-- Opening Marker --

PR #410, opened 2026-09-15
fix(docx): fold field code split across paragraphs with single-quoted fldCharType

aniruddhaadak80:
## Summary

- What changed? fieldStackAfter in packages/docx-engine/src/parse-fields.ts now accepts single-quoted w:fldCharType values, mirroring the already-merged single-quote handling in field-balance.ts and eq-field.ts. fieldLabel end/begin detection is quote-agnostic too.
- Why is this change needed? Third-party single-quote producers emit w:fldCharType='begin'/'separate'/'end'. The paragraph folder missed them, so IF/DATE field code split across paragraphs never joined: the first marks stayed visible and the tail showed only its own runs instead of the joined result.

## Related issue

Closes #

## Validation

- [x] npm run lint
- [x] npm run typecheck (docx-engine workspace; repo-wide typecheck has a pre-existing pdf2docx pdf-lib interop failure on Windows, untouched by this change)
- [x] npm test (focused: field-display 49 passed, field-balance 8 passed; full docx-engine 1327 passed with 1 parallel-load flake in deep-nested-table that passes in isolation)
- [ ] npm run format:check (Prettier runner fails to spawn on this Windows checkout with EINVAL; change follows existing formatting)

New regression test fails without the fix (markers [false,false,false,false]) and passes with it ([true,true,false,false] plus joined text Left {It is not).

List any checks not run and explain why: format:check not runnable locally on Windows (see above); CI will verify.

## Screenshots or recordings

Not applicable.

## Contributor checklist


merrick-2002:
Merged, thanks!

-- Closing Marker --

Your assignment
All lines in the data above from the one with "fix(docx): fold field" through the one with "- [x] npm test" must be repeated exactly, and no others.

Task answer
fix(docx): fold field code split across paragraphs with single-quoted fldCharType

aniruddhaadak80:
## Summary

- What changed? fieldStackAfter in packages/docx-engine/src/parse-fields.ts now accepts single-quoted w:fldCharType values, mirroring the already-merged single-quote handling in field-balance.ts and eq-field.ts. fieldLabel end/begin detection is quote-agnostic too.
- Why is this change needed? Third-party single-quote producers emit w:fldCharType='begin'/'separate'/'end'. The paragraph folder missed them, so IF/DATE field code split across paragraphs never joined: the first marks stayed visible and the tail showed only its own runs instead of the joined result.

## Related issue

Closes #

## Validation

- [x] npm run lint
- [x] npm run typecheck (docx-engine workspace; repo-wide typecheck has a pre-existing pdf2docx pdf-lib interop failure on Windows, untouched by this change)
- [x] npm test (focused: field-display 49 passed, field-balance 8 passed; full docx-engine 1327 passed with 1 parallel-load flake in deep-nested-table that passes in isolation)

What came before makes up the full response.